Assessment and Simulation of Urban Ecosystem Resilience by Coupling the RAR and Markov–FLUS Models: A Case Study of the Jinan Metropolitan Area

Confronting escalating urban ecological risks, this study investigates ecosystem resilience evolution in the Jinan metropolitan area’s mountain–plain structure. We establish a Resistance–Adaptability–Resilience (RAR) framework integrating ecosystem service value and landscape patterns. Using Optimal Multi-layered Geo-Detector and Markov–FLUS modeling, we quantify natural–socio-economic interactions and simulate resilience under three scenarios: inertial development, cultivated land protection, and ecological priority.
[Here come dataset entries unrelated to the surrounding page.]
PR #1538, opened 2024-07-05
add Name method to ReceiveChannel and SendChannel interface

### LINKED ISSUE #1304: Add GetName() func to Signal Chanel to return human readable name
While dynamically creating signal channels and assigning callback functions to it, it is not possible to identify the channel name in the callback funciton

adding a GetName() string func to the Chanel interface

bentveljanzx:
## What was changed
- Added `Name` method to `SendChannel` and `ReceiveChannel` interface
- Added tests to assert `Name`returns back the same given name.

## Why?

- We have custom wrappers around signalling receive and send calls so that we can attach OpenTelemetry to our signal payload. Since we want our spans to contain the signal name and happen before calling into the underlying `channel.Send` method, ideally we could simplify our API to not require a redundant sending of the channelName again.
  - ie. `telemetrytemporal.ChannelSend[T](ctx workflow.Context, channel workflow.SendChannel, channelName string, payload T)`

## Checklist

Closes #1304

2. How was this tested:
- Added "TestChannelName" in `internal/internal_coroutines_test.go` which creates named channels and asserts that the `Name` method returns back the same name you gave it.

3. Any docs updates needed?
- N/A

### DIFF
--- a/internal/workflow.go
+++ b/internal/workflow.go
@@ -69,6 +69,10 @@ type (
 	// commonChannel contains methods common to both SendChannel and ReceiveChannel
 	commonChannel interface {
 		// Name returns the name of the channel.
+		// If the channel was retrieved from a GetSignalChannel call, Name returns the signal name.
+		//
+		// A Channel created without an explicit name will use a generated name by the SDK and
+		// is not deterministic.
 		Name() string
 	}
 
--- a/internal/workflow.go
+++ b/internal/workflow.go
@@ -68,8 +68,8 @@ var (
 type (
 	// commonChannel contains methods common to both SendChannel and ReceiveChannel
 	commonChannel interface {
-		// Name returns the name of the channel.
-		// If the channel was retrieved from a GetSignalChannel call, Name returns the signal name.
+		// Name returns the name of the Channel.
+		// If the Channel was retrieved from a GetSignalChannel call, Name returns the signal name.
 		//
 		// A Channel created without an explicit name will use a generated name by the SDK and
 		// is not deterministic.
--- a/internal/workflow.go
+++ b/internal/workflow.go
@@ -66,8 +66,16 @@ var (
 )
 
 type (
+	// commonChannel contains methods common to both SendChannel and ReceiveChannel
+	commonChannel interface {
+		// Name returns the name of the channel.
+		Name() string
+	}
+
 	// SendChannel is a write only view of the Channel
 	SendChannel interface {
+		commonChannel
+
 		// Send blocks until the data is sent.
 		Send(ctx Context, v interface{})
 
@@ -80,6 +88,8 @@ type (
 
 	// ReceiveChannel is a read only view of the Channel
 	ReceiveChannel interface {
+		commonChannel
+
 		// Receive blocks until it receives a value, and then assigns the received value to the provided pointer.
 		// Returns false when Channel is closed.
 		// Parameter valuePtr is a pointer to the expected data structure to be received. For example:
--- a/internal/workflow.go
+++ b/internal/workflow.go
@@ -66,19 +66,14 @@ var (
 )
 
 type (
-	// commonChannel contains methods common to both SendChannel and ReceiveChannel
-	commonChannel interface {
+	// SendChannel is a write only view of the Channel
+	SendChannel interface {
 		// Name returns the name of the Channel.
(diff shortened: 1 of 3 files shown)


internal/workflow.go
```diff
@@ -66,8 +66,16 @@ var (
 )
 
 type (
+	// commonChannel contains methods common to both SendChannel and ReceiveChannel
+	commonChannel interface {
+		// Name returns the name of the channel.
```
Quinn-With-Two-Ns, line 71: Can we add a few things to the docs: 
1. Specify that for a `SignalChannel` , `Name` is the signal name. Some places in Temporal refer to signal "Name" as "Type" so it may not obvious.
2. Specify that channels created without an explicit name have a name generated by the SDK and they should not assume it is deterministic. Normally all workflow APIs are deterministic, but in this case the channel name would not be.

Quinn-With-Two-Ns:
Overall LGTM, just a couple of documentation points.

internal/workflow.go
bentveljanzx: Added clarity to the documentation as requested

internal/workflow.go
```diff
@@ -66,8 +66,20 @@ var (
...
+		// If the Channel was retrieved from a GetSignalChannel call, Name returns the signal name.
+		//
+		// A Channel created without an explicit name will use a generated name by the SDK and
+		// is not deterministic.
+		Name() string
+	}
+
 	// SendChannel is a write only view of the Channel
 	SendChannel interface {
+		commonChannel
```
cretz, line 81: I wonder if this should be on the receive side only (send channel only used if user explicitly chooses to break it up, and they can't get things like `Len()` either even though _technically_ we could provide it).

cretz, line 81: I wonder if, even though we use aliases which make this harder, inlining the `Name()` method with the docs is clearer than a shared interface. It's just two places.

internal/workflow.go
```diff
@@ -66,8 +66,20 @@ var (
 )
 
 type (
+	// commonChannel contains methods common to both SendChannel and ReceiveChannel
+	commonChannel interface {
+		// Name returns the name of the Channel.
+		// If the Channel was retrieved from a GetSignalChannel call, Name returns the signal name.
+		//
+		// A Channel created without an explicit name will use a generated name by the SDK and
+		// is not deterministic.
```
cretz, line 75:
```suggestion
		// A Channel created without an explicit name will use a generated name by the SDK and
		// is deterministic.
```

It is deterministic correct? (built from channel sequence)

Quinn-With-Two-Ns: It is not given our normal definition for what is deterministic, and I would **not** want suers to have any expectation of the SDK generated name

cretz: Our normal definition is "same during replay" I thought. Definitely no expectation of generated name, but it's still deterministic. Maybe we should just say "generated name by the SDK" without any additional info about determinism.

internal/workflow.go
cretz: Just wondering aloud. Can ask the same of `Len`. Go allows you to get `len` and `cap` on both recv-only and send-only channels but we decided `Len()` should only be on receive. I just wonder if we need to apply whatever that thought process is here. I don't mind if not (though I think it'd be worth copying the definition twice vs making a new interface).

bentveljanzx: For our use-case we only use `Name` for the `SendChannel` case, so if anything I'd only want it on the `SendChannel`.

Quinn-With-Two-Ns (approved):

internal/workflow.go
bentveljanzx: Will make the change if there's agreement between @Quinn-With-Two-Ns and yourself :)

One readability benefit of sharing the interface is it'll ensure documentation remains synced over time if it gets modified

Quinn-With-Two-Ns: Yes I think inlining is better for readability

bentveljanzx: Updated and inlined. Also made tests explicitly test `ReceiveChannel` and `SendChannel` interfaces with Name

bentveljanzx:
If there's anything else outstanding / blocking merge, please let me know :)

Quinn-With-Two-Ns:
Thanks, merged!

The results show fluctuating resilience (0.1863→0.1876→0.1863) with functional intensification in high-value areas and escalating vulnerability in low-value regions, alongside the spatial dichotomy between the resilient southern mountains and northern plains, dominated by natural factors. Cultivated land protection degrades mountain resilience via slope farming, while ecological priority stabilizes it through transitional controls. The proposed “resilience red line–development permit” mechanism demonstrates terrain and policy integration optimizing resilience allocation. This framework offers strategies to reconcile ecological conservation and farmland security in urbanizing regions.